**Your task:**
The output is the lines below from the one with "liach: Just for" through the one with "Imo we should", both included, printed exactly and with no other line.

Stored data:
=== Section Start ===

PR #2138, opened 2021-03-12
Mapped world gen noise interpolator

mschae23:
Mapped `class_5917`, which is used to interpolate noise in the chunk generator.

### DIFF
--- a/mappings/net/minecraft/util/math/MathHelper.mapping
+++ b/mappings/net/minecraft/util/math/MathHelper.mapping
@@ -155,13 +155,13 @@ CLASS net/minecraft/class_3532 net/minecraft/util/math/MathHelper
 			COMMENT The x-coordinate on the unit square
 		ARG 2 deltaY
 			COMMENT The y-coordinate on the unit square
-		ARG 4 val00
+		ARG 4 x0y0
 			COMMENT The output if {@code deltaX} is 0 and {@code deltaY} is 0
-		ARG 6 val10
+		ARG 6 x1y0
 			COMMENT The output if {@code deltaX} is 1 and {@code deltaY} is 0
-		ARG 8 val01
+		ARG 8 x0y1
 			COMMENT The output if {@code deltaX} is 0 and {@code deltaY} is 1
-		ARG 10 val11
+		ARG 10 x1y1
 			COMMENT The output if {@code deltaX} is 1 and {@code deltaY} is 1
 	METHOD method_16438 lerp3 (DDDDDDDDDDD)D
 		COMMENT A three-dimensional lerp between values on the 8 corners of the unit cube. Arbitrary values are specified for the corners and the output is interpolated between them.
@@ -171,21 +171,21 @@ CLASS net/minecraft/class_3532 net/minecraft/util/math/MathHelper
 			COMMENT The y-coordinate on the unit cube
 		ARG 4 deltaZ
 			COMMENT The z-coordinate on the unit cube
-		ARG 6 val000
+		ARG 6 x0y0z0
 			COMMENT The output if {@code deltaX} is 0, {@code deltaY} is 0 and {@code deltaZ} is 0
-		ARG 8 val100
+		ARG 8 x1y0z0
 			COMMENT The output if {@code deltaX} is 1, {@code deltaY} is 0 and {@code deltaZ} is 0
-		ARG 10 val010
+		ARG 10 x0y1z0
 			COMMENT The output if {@code deltaX} is 0, {@code deltaY} is 1 and {@code deltaZ} is 0
-		ARG 12 val110
+		ARG 12 x1y1z0
 			COMMENT The output if {@code deltaX} is 1, {@code deltaY} is 1 and {@code deltaZ} is 0
-		ARG 14 val001
+		ARG 14 x0y0z1
 			COMMENT The output if {@code deltaX} is 0, {@code deltaY} is 0 and {@code deltaZ} is 1
-		ARG 16 val101
+		ARG 16 x1y0z1
 			COMMENT The output if {@code deltaX} is 1, {@code deltaY} is 0 and {@code deltaZ} is 1
-		ARG 18 val011
+		ARG 18 x0y1z1
 			COMMENT The output if {@code deltaX} is 0, {@code deltaY} is 1 and {@code deltaZ} is 1
-		ARG 20 val111
+		ARG 20 x1y1z1
 			COMMENT The output if {@code deltaX} is 1, {@code deltaY} is 1 and {@code deltaZ} is 1
 	METHOD method_16439 lerp (FFF)F
 		ARG 0 delta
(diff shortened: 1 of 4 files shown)


liach (approved):

YanisBft (approved):

YanisBft:
Would be interesting to document this class (not necessarily in this PR)

mschae23:
> Would be interesting to document this class (not necessarily in this PR)

That's a good idea, I can try doing that in another PR. Should all the `noisexxx` fields be documented too, or just the methods?

YanisBft:
> That's a good idea, I can try doing that in another PR. Should all the `noisexxx` fields be documented too, or just the methods?

As you feel it, if they need specific documentation it can be interesting

liach:
Yeah if an element's name is straightforward, you don't need to document. However, if a method has some weird behavior like under what condition it may throw some unchecked exception, if it modifies itself or returns a new copy, etc., these weird behaviors are usually worthy to document.

mappings/net/minecraft/util/math/NoiseInterpolator.mapping
```diff
@@ -0,0 +1,57 @@
+CLASS net/minecraft/class_5917 net/minecraft/util/math/NoiseInterpolator
+	FIELD field_29227 startNoiseBuffer [[D
+	FIELD field_29228 endNoiseBuffer [[D
+	FIELD field_29229 sizeY I
+	FIELD field_29230 sizeZ I
+	FIELD field_29231 minY I
+	FIELD field_29232 columnSampler Lnet/minecraft/class_5917$class_5918;
+	FIELD field_29233 noise000 D
```
jaskarth: Personally, I'm much more partial to the name `x0z0y0` instead of `noise000` for example. It's easier to see what each of the 3 numbers mean. Interested to hear what you all have to say

mappings/net/minecraft/util/math/NoiseInterpolator.mapping
```diff
@@ -0,0 +1,57 @@
...
+	FIELD field_29234 noise001 D
+	FIELD field_29235 noise100 D
+	FIELD field_29236 noise101 D
+	FIELD field_29237 noise010 D
+	FIELD field_29238 noise011 D
+	FIELD field_29239 noise110 D
+	FIELD field_29240 noise111 D
+	FIELD field_29241 noise0Y0 D
```
jaskarth: Same here. I'd prefer `x0z0`, as the y value is interpolated out.

mappings/net/minecraft/util/math/NoiseInterpolator.mapping
```diff
@@ -0,0 +1,57 @@
...
+	FIELD field_29242 noise1Y0 D
+	FIELD field_29243 noise0Y1 D
+	FIELD field_29244 noise1Y1 D
+	FIELD field_29245 noiseXY0 D
```
jaskarth: Perhaps `z0` as the x value is interpolated out.

jaskarth (commented):
I have some rather controversial opinions on what the noise sample fields should be named (I have mapped and documented version of the noise interpolation [here](https://github.com/SuperCoder7979/ecotones/blob/master/src/main/java/supercoder79/ecotones/world/gen/BaseEcotonesChunkGenerator.java#L396)) and would like to start a discussion on the best way to name them.

mappings/net/minecraft/util/math/NoiseInterpolator.mapping
liach: Just for reference, in a similar situation in matrix4f, we currently name fields like a00, a01, etc. Not saying that naming is the best, but it'd help if we can find a consistent reasoning for naming fields in different styles than adding 15 competing standards.

jaskarth: That's a good point. I'm mostly interested in naming it this way as the values get interpolated in the 3 axes separately, so it's easier to see how it occurs, e.g. when the cube gets interpolated down to a square, the y value is "lost" as it's interpolated into the x and z values, so `x0z0y0` becomes `x0z0` for example. The same happens when the square is interpolated into a line, where it becomes `z0` from `x0z0` as the x value is "lost" and interpolated into the z values.

liach: Yeah, we can choose to use `xz00` names, which has more specific prefixes (about the type of lerping they are doing) than the generic "noise", already implied by the class name "noise interpolator".

Imo we should pull out `xz` `xyz` as a whole to the prefix, like `xyz000` than `x0y0z0` so in code it's be more obvious which types of lerping arguments you are using.

jaskarth: I originally went with the numbers interlayed with the coord as it was originally how the noise was accessed out of the 3d array, so it was:
```java
double x0z0y0 = noiseData[0][noiseZ][noiseY];
double x0z1y0 = noiseData[0][noiseZ + 1][noiseY];
double x1z0y0 = noiseData[1][noiseZ][noiseY];
double x1z1y0 = noiseData[1][noiseZ + 1][noiseY];
```
so it was x first, z second, and y third. Since these are local variables it becomes a bit hairier, but I still think we should keep the interlayed coord as it's easier to me to see which axis it is interpolating. Doing the prefix would lose the meaning of `x0z0y0` meaning "x0, z0, y0" in my opinion.

liach: Agreed. If `x0z0y0` is better than `xzy000` for understanding code, I'm all for it. The purpose of yarn is to allow us understand minecraft code better (say, than if we look at mojang map)

mschae23: I named the fields that way because of `MathHelper.lerp3`. But you're right, `noise000` is meaningless on its own.

Earthcomputer: Who was that idiot who named the parameters in `lerp3`? Oh, darn, it was me. Tbh I couldn't think of any better parameter names at the time.
Anyway, the naming inside mat4f is pretty standard specifically for matrices, but it may be confusing outside of that context.

mschae23: > Who was that idiot who named the parameters in lerp3? Oh, darn, it was me. Tbh I couldn't think of any better parameter names at the time.

They were at least better than the names I originally came up for this.

liach (approved):

mappings/net/minecraft/util/math/MathHelper.mapping
```diff
@@ -155,13 +155,13 @@ CLASS net/minecraft/class_3532 net/minecraft/util/math/MathHelper
 			COMMENT The x-coordinate on the unit square
 		ARG 2 deltaY
 			COMMENT The y-coordinate on the unit square
-		ARG 4 val00
```
jaskarth, line 158: Personally, I think these should be left as-is because they're used in other places that don't need to follow this convention

mschae23: This would make the parameters clearer there too though. And they mean basically the same thing.

jaskarth: Took another look at it and I get what you're saying

jaskarth (approved):

mappings/net/minecraft/util/math/MathHelper.mapping
liach: i approce these param changes as well.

=== Section End ===

**Response area:**
liach: Just for reference, in a similar situation in matrix4f, we currently name fields like a00, a01, etc. Not saying that naming is the best, but it'd help if we can find a consistent reasoning for naming fields in different styles than adding 15 competing standards.

jaskarth: That's a good point. I'm mostly interested in naming it this way as the values get interpolated in the 3 axes separately, so it's easier to see how it occurs, e.g. when the cube gets interpolated down to a square, the y value is "lost" as it's interpolated into the x and z values, so `x0z0y0` becomes `x0z0` for example. The same happens when the square is interpolated into a line, where it becomes `z0` from `x0z0` as the x value is "lost" and interpolated into the z values.

liach: Yeah, we can choose to use `xz00` names, which has more specific prefixes (about the type of lerping they are doing) than the generic "noise", already implied by the class name "noise interpolator".

Imo we should pull out `xz` `xyz` as a whole to the prefix, like `xyz000` than `x0y0z0` so in code it's be more obvious which types of lerping arguments you are using.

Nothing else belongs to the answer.